Hmmm - definitely wasn’t seeing this level of being stamped on prior to 1.2.0. Is it safe to downgrade back to 1.1.4 for testing? (From an internal consistency perspective that is - I understand QUIC won’t work of course.)

I have 16 Remote Devices defined on this machine - some rarely come online, but some are constantly on.

There’s a lot of data churn in some of the shared folders, and I’ve currently got 365 days of staggered versioning defined on all the shared folders (of which there are 17).

I know - and I know I’m asking a lot for quite a niche case. Unfortunately the NAS units are limited to 6GB RAM maximum (according to the manufacturer; anecdotally they appear to support 16GB - but I’m wary of going beyond manufacturer’s recommendation on this).
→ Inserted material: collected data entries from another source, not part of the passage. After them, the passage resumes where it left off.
PR #450, opened 2024-07-25
e2e test: use fewer nodes

feuGeneA:
## Why this should be merged
Because it reduced my test run time from 3m39s to to 2m57s, a 19.2% reduction

## How this works
Uses fewer nodes for each of the subnets and for the pool of non-subnet-validator nodes.

## How this was tested
I tried to reduce the number of nodes to 1 for each category (subnetA, subnetB, non-subnet-validator) but it gave errors about:
- for the non-subnet-validator: not being connected to enough stake (connected to 66.6% but want 80%
- for the subnet validators: not connected to enough peers (have 0, need 1)


tests/flows/validator_churn.go
```diff
@@ -14,10 +14,7 @@ import (
 	. "github.com/onsi/gomega"
 )
 
-const (
-	nodesPerSubnet = 5
```
feuGeneA, line 18: this variable was apparently not used anywhere so I removed it

geoff-vball (approved):

iansuvak (approved):

tests/flows/validator_churn.go
```diff
@@ -14,10 +14,7 @@ import (
...
-	newNodeCount   = 5
-)
+const newNodeCount = 2
```
cam-schultz, line 17: Just noticing this now, but `newNodeCount` is a bit of a misnomer. It represents the number of nodes added to the validator set, not the number of validators after the operation.

feuGeneA: ah I can see that interpretation now that you mention it. I had interpreted it as "count of new nodes", not "new count of nodes". definitely ambiguous!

You’re very kind; I find this tool so useful, and I’m so grateful for the hours of work you, Audrius, Simon and the rest of the team put in, I just wish I could contribute more to the project!

calmh · August 9, 2019, 7:39am

Yes, you can downgrade to 1.1.4. The database format is unchanged, but the config format changed slightly for QUIC and crash reporting – you can just set the config version back to 28 on the first line of the config and Syncthing 1.1.4 will be happy.

One thing though. Upgrades (and downgrades, so any version change) will mean a full index transfer instead of the usual delta-since-last-connect thing. This by itself will cause a lot more database churn and memory usage directly after upgrade, and after downgrade. This could be part of what you’re seeing, perhaps.

Moisie · August 9, 2019, 8:17am

Thanks Jakob. I’ll give that a try - if for no other reason than to see if the memory usage is similar on the earlier version.

AudriusButkevicius · August 9, 2019, 11:05am

The tls crypto stuff is coming from qtls, which I reckon stores session resumption tickets. Watcher I cannot comment on.

Perhaps we should open a ticket with quic guys for the memory usage there.

Moisie · August 9, 2019, 1:08pm

Hello:

Ok - I’ve got 1.1.4 installed on this unit, and will see what happens.

In the meantime - and incase it’s of use to see a comparison, just looking at another NAS (same model) that I look after, I’m seeing much lower memory usage (even with v1.2.1):

This unit has even more files, but only 12 shared folders and only 2 Remote Devices defined. Here is a heap profile:

syncthing-heap-linux-amd64-v1.2.1-140417.pprof (1.8 MB)

No offence taken if this is of no use!

EDITEDITEDIT

Sorry - this might be useless information here. Some context:

Although this Syncthing instance initially appeared to be running smoothly, I found one of it’s partners had stalled (as per Web based Syncthing not showing info - #33 by AudriusButkevicius ). Unfortunately I wasn’t able to grab a heap profile - but I was able to see the UI was reporting 6GB of RAM usage;
I restarted this instance - it came back up as normal;
However, at this point the NAS profiled just above here seemed to stall.

Unfortunately I haven’t got any logging running on these units so I can’t provide anything concrete at present.

calmh · August 9, 2019, 2:33pm

I suspect you’re seeing the effect of the initial index transfer. I also know for a fact that the database parameters (very low level tuning stuff) are crap for large setups. There is a better set of parameters to plug in, but it’s not configurable in 1.1.4/1.2.1. There’ll be debug options to set it in 1.2.2 and something more sensible in the future.

This is however a solution to blocking & bad performance, rather than too high memory usage.

imsodin · August 10, 2019, 7:42pm

It does indeed for linux and any other systems with a underlying watcher that does not support recursive watches. This is due to supporting multiple watches in the same tree and having to know about existing watches on watch setup (and also event dispatch).

calmh · August 10, 2019, 8:25pm

So this is as expected and designed then.

system · September 9, 2019, 8:39pm

This topic was automatically closed 30 days after the last reply. New replies are no longer allowed.